§ What needs to be done: In the entries that follow, say how many lines contain the string "zjma". Give no other words.

§ Data extracts:
PR #10002, opened 2023-09-11
re-enable sharded executor unit tests

zjma:
Fixed a unit test setup bug which is probably responsible for the previous flakiness...

### DIFF
--- a/aptos-move/aptos-vm/src/sharded_block_executor/test_utils.rs
+++ b/aptos-move/aptos-vm/src/sharded_block_executor/test_utils.rs
@@ -188,7 +188,7 @@ pub fn sharded_block_executor_with_random_transfers<E: ExecutorClient<FakeDataSt
     let mut rng = OsRng;
     let max_accounts = 200;
     let max_txns = 1000;
-    let num_accounts = rng.gen_range(1, max_accounts);
+    let num_accounts = rng.gen_range(2, max_accounts);
     let mut accounts = Vec::new();
     let mut executor = FakeExecutor::from_head_genesis();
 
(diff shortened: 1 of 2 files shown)


aptos-move/aptos-vm/src/sharded_block_executor/test_utils.rs
```diff
@@ -188,7 +188,7 @@ pub fn sharded_block_executor_with_random_transfers<E: ExecutorClient<FakeDataSt
     let mut rng = OsRng;
     let max_accounts = 200;
     let max_txns = 1000;
-    let num_accounts = rng.gen_range(1, max_accounts);
+    let num_accounts = rng.gen_range(2, max_accounts);
```
sitalkedia, line 191: Why would the tests fail when we have 1 account? Is this something we need to handle in the partitioner?

zjma: because somewhere in the txn generator we requires the transfer to be between 2 different accouts...

msmouse (approved):
in4b blind stamp is asked for

aptos-move/aptos-vm/src/sharded_block_executor/test_utils.rs
zjma: i.e., [here](https://github.com/aptos-labs/aptos-core/blob/0c0aa7fe09954d9d21652e49f68a4cb05b56f09c/aptos-move/aptos-vm/src/sharded_block_executor/test_utils.rs#L206)

sitalkedia (approved):
Thanks for the fix...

§ Solution: 3